Once again, this E.R. visit turned out to be a total waste of perfectly good sleep time. Not that she didn't have a legitimate problem, but that we found ourselves in a hospital full of incompetent, over paid, morons. Their response to her pain was not to discover the problem and fix it, but to offer her pain killers and send her back home. Her doctor specifically requested that they do a sonogram, and a CT scan, if needed. After running basic blood tests, doing a pelvic exam, and a urine test, they felt confident that they had covered their asses well enough to feel safe in sending her home. They really couldn't be bothered to adhere to her doctor's instructions because, it was 3:00AM, and they would have had to call in technicians to preform the necessary tests to do their jobs properly. I've been to three different emergency rooms in the last week. I've pretty much concluded that if anything happens to me that requires treatment at an E.R., I'd prefer to just be shot in the head. Or maybe, they could take me to the vets office and have me put to sleep? Dear God, just don't take me to a hospital !!

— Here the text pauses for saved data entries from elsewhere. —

PR #692, opened 2022-09-19
feat: add `claiming` endpoint to `anlytics/v2`

### LINKED ISSUE #682: Provide endpoint for claiming information
It would be great to provide information about the claiming process. We're mainly interested in how many tokens have been claimed.

I think there are two relevant statistics that we could help provide:

* How many tokens have been claimed overall so far?
* How many tokens have been claimed per milestone?

Here is how we can get the information that we need:

An `Output` was part of the genesis if its corresponding `BlockId` is `0x0`, or if its booked `MilestoneIndex` is `0`. Then, all we have to do is check if it has been spent.

grtlr:
Closes #682.

### DIFF
--- a/src/bin/inx-chronicle/api/stardust/analytics/routes.rs
+++ b/src/bin/inx-chronicle/api/stardust/analytics/routes.rs
@@ -23,8 +23,9 @@ use super::{
     extractors::{LedgerIndex, MilestoneRange, RichestAddressesQuery},
     responses::{
         ActivityPerInclusionStateDto, ActivityPerPayloadTypeDto, AddressAnalyticsResponse, AddressStatDto,
-        MilestoneAnalyticsResponse, OutputAnalyticsResponse, OutputDiffAnalyticsResponse, RichestAddressesResponse,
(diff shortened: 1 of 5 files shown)


src/bin/inx-chronicle/api/stardust/analytics/routes.rs
```diff
@@ -44,6 +45,7 @@ pub fn routes() -> Router {
             "/activity",
             Router::new()
                 .route("/addresses", get(address_activity_analytics))
+                .route("/claiming", get(claimed_tokens_analytics))
```
Alexandcoats, line 48: Shouldn't it be `claimed-tokens`?

Alexandcoats (dismissed):

src/bin/inx-chronicle/api/stardust/analytics/routes.rs
grtlr: Yeah, you're right. :pray:

Alexandcoats (approved):

PR #698, opened 2022-09-19
feat(db): use a materialized view for ledger updates

### LINKED ISSUE #686: Turn `stardust_ledger_updates` into an on-demand materialized view

Alexandcoats:
Closes #686

### DIFF
--- a/src/bin/inx-chronicle/stardust_inx/mod.rs
+++ b/src/bin/inx-chronicle/stardust_inx/mod.rs
@@ -11,8 +11,7 @@ use bee_inx::client::Inx;
 use chronicle::{
     db::{
         collections::{
-            BlockCollection, LedgerUpdateCollection, MilestoneCollection, OutputCollection, ProtocolUpdateCollection,
-            TreasuryCollection,
+            BlockCollection, MilestoneCollection, OutputCollection, ProtocolUpdateCollection, TreasuryCollection,
         },
         MongoDb,
     },
@@ -24,7 +23,6 @@ use chronicle::{
     },
 };
 use futures::{StreamExt, TryStreamExt};
-use tokio::try_join;
 use tracing::{debug, info, instrument, trace_span, warn, Instrument};
 
 use self::{chunks::ChunksExt, stream::LedgerUpdateStream};
@@ -187,6 +185,8 @@ impl Actor for InxWorker {
                 task.await.unwrap()?;
             }
 
+            self.db.collection::<OutputCollection>().create_ledger_updates().await?;
+
             info!("Inserted {} unspent outputs.", count);
 
             info!(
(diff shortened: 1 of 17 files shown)


src/db/collections/outputs/mod.rs
```diff
@@ -213,6 +214,68 @@ impl OutputCollection {
...
+                    "_id": {
+                        "milestone_index": { "$ifNull": [
+                            "$metadata.spent_metadata.spent.milestone_index",
+                            "$metadata.booked.milestone_index"
+                        ] },
+                        "output_id": "$_id",
+                        "is_spent": { "$ne": [ "$metadata.spent_metadata", null ] },
+                    },
+                    "address": "$details.address",
+                    "milestone_timestamp": "$metadata.booked.milestone_timestamp",
```
Alex6323, line 267: Does that always have to be the `timestamp` of the "booking" milestone?

Alexandcoats: Ah, good catch.

grtlr: Good catch, I think you're right. This should probably use the `$ifNull` mechanism too.

@Alexandcoats Could you please at this to your test case as well?

src/db/collections/outputs/mod.rs
```diff
@@ -213,6 +214,74 @@ impl OutputCollection {
...
+                        ] },
+                        "output_id": "$_id",
+                        "is_spent": { "$ne": [ "$metadata.spent_metadata", null ] },
+                    },
+                    "address": "$details.address",
+                    "milestone_timestamp": { "$ifNull": [
+                        "$metadata.spent_metadata.spent.milestone_timestamp",
+                        "$metadata.booked.milestone_timestamp"
+                    ] },
+                } },
```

Anyway, I finally fell into bed at 4AM this morning; and I dragged myself out of bed at 12:30 this afternoon. In spite of getting a full 8 hours sleep, I still feel exhausted, frustrated, and just generally overwhelmed by life. Why is it, that the harder I try to get my life back on track, the more it seems the world conspires against me? Is there an evil plot to make me insane? Is God sitting in Heaven, chuckling at my frustrations, testing me to see what it takes to push me over the edge? Nah, God wouldn't do that to me . . .Right? All I know, is that a couple of weeks ago, I could clearly see what changes that I needed to make to accomplish my goal of a sane and orderly home life. I had a clear picture of what things would look like on a day to day basis. Now? Eh, who gives a shit. I just want to crawl back into bed and sleep until the world figures out how to function, without pulling me in a million different directions. I really thought that after taking my "literary cruise" this weekend, I'd be able to jump right back into life, set things in order, and get things done. But apparently, my plan was doomed before I had a chance to begin. I know, I know, the rational part of me says that life isn't just about being organised, and creating structure and stability; but it's about rolling with the punches, and dealing with the unexpected. I've always been able to do that in the past. It's just that lately, it seems like re grouping and moving forward doesn't come as easily as it used to. (Partly because it seems so pointless) I keep wondering, am I just struggling with a particularly hectic "season" of my life, or is it me? Is my tolerance for temporary chaos wearing thin? Am I on the verge of becoming one of those rigid old women, with no patience for life's spontaneous interruptions? I don't want to wake up one day to discover that I am done with life, before life is done with me. But the truth is, I feel worn out. I'm tired of fighting to create something sane and rational out of chaos - it feels like a lost cause.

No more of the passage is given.